Exercise requirements. Give back all the data below exactly as it is shown.

═════ Source data ═════

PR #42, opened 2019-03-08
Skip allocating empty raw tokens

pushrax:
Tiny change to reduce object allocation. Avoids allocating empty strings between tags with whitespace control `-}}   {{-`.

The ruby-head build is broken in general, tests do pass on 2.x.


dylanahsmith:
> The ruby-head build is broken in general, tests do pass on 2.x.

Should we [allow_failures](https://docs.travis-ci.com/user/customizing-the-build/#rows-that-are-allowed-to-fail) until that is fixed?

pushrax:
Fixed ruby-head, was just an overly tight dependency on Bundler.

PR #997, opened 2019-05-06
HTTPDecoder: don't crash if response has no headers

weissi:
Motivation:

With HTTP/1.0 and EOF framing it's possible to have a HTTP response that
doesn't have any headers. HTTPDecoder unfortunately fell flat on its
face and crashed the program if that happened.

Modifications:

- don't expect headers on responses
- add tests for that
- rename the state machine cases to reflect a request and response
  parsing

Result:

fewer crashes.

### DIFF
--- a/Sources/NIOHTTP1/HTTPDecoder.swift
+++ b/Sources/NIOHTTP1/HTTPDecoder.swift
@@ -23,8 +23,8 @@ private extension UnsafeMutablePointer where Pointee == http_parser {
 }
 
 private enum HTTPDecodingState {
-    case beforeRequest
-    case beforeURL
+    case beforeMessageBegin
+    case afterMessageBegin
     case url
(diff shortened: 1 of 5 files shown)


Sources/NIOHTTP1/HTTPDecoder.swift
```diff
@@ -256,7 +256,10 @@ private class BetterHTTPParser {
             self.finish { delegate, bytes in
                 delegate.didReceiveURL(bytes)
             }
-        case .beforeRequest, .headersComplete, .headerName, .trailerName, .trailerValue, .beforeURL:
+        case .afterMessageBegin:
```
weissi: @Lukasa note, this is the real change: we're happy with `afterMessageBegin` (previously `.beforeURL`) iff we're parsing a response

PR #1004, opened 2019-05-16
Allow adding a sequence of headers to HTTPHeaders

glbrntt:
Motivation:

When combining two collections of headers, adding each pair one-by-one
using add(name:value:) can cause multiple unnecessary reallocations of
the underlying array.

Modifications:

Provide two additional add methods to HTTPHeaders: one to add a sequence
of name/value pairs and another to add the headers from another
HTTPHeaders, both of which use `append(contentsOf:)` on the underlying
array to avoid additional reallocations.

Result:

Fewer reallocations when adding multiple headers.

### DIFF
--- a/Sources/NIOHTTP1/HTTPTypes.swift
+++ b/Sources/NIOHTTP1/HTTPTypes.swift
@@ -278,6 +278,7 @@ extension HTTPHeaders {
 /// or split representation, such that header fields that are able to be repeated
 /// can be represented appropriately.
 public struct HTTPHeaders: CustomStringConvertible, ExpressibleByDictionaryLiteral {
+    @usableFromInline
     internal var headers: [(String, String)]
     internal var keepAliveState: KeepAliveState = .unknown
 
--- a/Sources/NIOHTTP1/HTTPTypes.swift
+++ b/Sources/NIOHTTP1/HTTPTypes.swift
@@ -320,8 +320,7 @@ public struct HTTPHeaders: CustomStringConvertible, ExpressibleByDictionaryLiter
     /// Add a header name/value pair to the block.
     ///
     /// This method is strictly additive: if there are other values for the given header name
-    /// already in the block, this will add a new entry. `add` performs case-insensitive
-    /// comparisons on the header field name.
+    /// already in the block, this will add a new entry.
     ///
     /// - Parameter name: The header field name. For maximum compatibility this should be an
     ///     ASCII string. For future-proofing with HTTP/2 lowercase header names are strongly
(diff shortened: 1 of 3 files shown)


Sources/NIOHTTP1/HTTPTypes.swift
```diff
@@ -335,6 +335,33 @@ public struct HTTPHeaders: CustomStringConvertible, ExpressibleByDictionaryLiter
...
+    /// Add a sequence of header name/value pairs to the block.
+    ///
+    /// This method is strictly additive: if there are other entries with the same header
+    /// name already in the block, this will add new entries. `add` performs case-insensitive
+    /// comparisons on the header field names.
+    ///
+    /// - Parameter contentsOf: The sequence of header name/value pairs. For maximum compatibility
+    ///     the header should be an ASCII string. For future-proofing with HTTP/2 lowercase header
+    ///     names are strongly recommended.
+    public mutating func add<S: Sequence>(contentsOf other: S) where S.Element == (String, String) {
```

═════

Solution for this problem.
PR #42, opened 2019-03-08
Skip allocating empty raw tokens

pushrax:
Tiny change to reduce object allocation. Avoids allocating empty strings between tags with whitespace control `-}}   {{-`.

The ruby-head build is broken in general, tests do pass on 2.x.


dylanahsmith:
> The ruby-head build is broken in general, tests do pass on 2.x.

Should we [allow_failures](https://docs.travis-ci.com/user/customizing-the-build/#rows-that-are-allowed-to-fail) until that is fixed?

pushrax:
Fixed ruby-head, was just an overly tight dependency on Bundler.

PR #997, opened 2019-05-06
HTTPDecoder: don't crash if response has no headers

weissi:
Motivation:

With HTTP/1.0 and EOF framing it's possible to have a HTTP response that
doesn't have any headers. HTTPDecoder unfortunately fell flat on its
face and crashed the program if that happened.

Modifications:

- don't expect headers on responses
- add tests for that
- rename the state machine cases to reflect a request and response
  parsing

Result:

fewer crashes.

### DIFF
--- a/Sources/NIOHTTP1/HTTPDecoder.swift
+++ b/Sources/NIOHTTP1/HTTPDecoder.swift
@@ -23,8 +23,8 @@ private extension UnsafeMutablePointer where Pointee == http_parser {
 }
 
 private enum HTTPDecodingState {
-    case beforeRequest
-    case beforeURL
+    case beforeMessageBegin
+    case afterMessageBegin
     case url
(diff shortened: 1 of 5 files shown)


Sources/NIOHTTP1/HTTPDecoder.swift
```diff
@@ -256,7 +256,10 @@ private class BetterHTTPParser {
             self.finish { delegate, bytes in
                 delegate.didReceiveURL(bytes)
             }
-        case .beforeRequest, .headersComplete, .headerName, .trailerName, .trailerValue, .beforeURL:
+        case .afterMessageBegin:
```
weissi: @Lukasa note, this is the real change: we're happy with `afterMessageBegin` (previously `.beforeURL`) iff we're parsing a response

PR #1004, opened 2019-05-16
Allow adding a sequence of headers to HTTPHeaders

glbrntt:
Motivation:

When combining two collections of headers, adding each pair one-by-one
using add(name:value:) can cause multiple unnecessary reallocations of
the underlying array.

Modifications:

Provide two additional add methods to HTTPHeaders: one to add a sequence
of name/value pairs and another to add the headers from another
HTTPHeaders, both of which use `append(contentsOf:)` on the underlying
array to avoid additional reallocations.

Result:

Fewer reallocations when adding multiple headers.

### DIFF
--- a/Sources/NIOHTTP1/HTTPTypes.swift
+++ b/Sources/NIOHTTP1/HTTPTypes.swift
@@ -278,6 +278,7 @@ extension HTTPHeaders {
 /// or split representation, such that header fields that are able to be repeated
 /// can be represented appropriately.
 public struct HTTPHeaders: CustomStringConvertible, ExpressibleByDictionaryLiteral {
+    @usableFromInline
     internal var headers: [(String, String)]
     internal var keepAliveState: KeepAliveState = .unknown
 
--- a/Sources/NIOHTTP1/HTTPTypes.swift
+++ b/Sources/NIOHTTP1/HTTPTypes.swift
@@ -320,8 +320,7 @@ public struct HTTPHeaders: CustomStringConvertible, ExpressibleByDictionaryLiter
     /// Add a header name/value pair to the block.
     ///
     /// This method is strictly additive: if there are other values for the given header name
-    /// already in the block, this will add a new entry. `add` performs case-insensitive
-    /// comparisons on the header field name.
+    /// already in the block, this will add a new entry.
     ///
     /// - Parameter name: The header field name. For maximum compatibility this should be an
     ///     ASCII string. For future-proofing with HTTP/2 lowercase header names are strongly
(diff shortened: 1 of 3 files shown)


Sources/NIOHTTP1/HTTPTypes.swift
```diff
@@ -335,6 +335,33 @@ public struct HTTPHeaders: CustomStringConvertible, ExpressibleByDictionaryLiter
...
+    /// Add a sequence of header name/value pairs to the block.
+    ///
+    /// This method is strictly additive: if there are other entries with the same header
+    /// name already in the block, this will add new entries. `add` performs case-insensitive
+    /// comparisons on the header field names.
+    ///
+    /// - Parameter contentsOf: The sequence of header name/value pairs. For maximum compatibility
+    ///     the header should be an ASCII string. For future-proofing with HTTP/2 lowercase header
+    ///     names are strongly recommended.
+    public mutating func add<S: Sequence>(contentsOf other: S) where S.Element == (String, String) {
```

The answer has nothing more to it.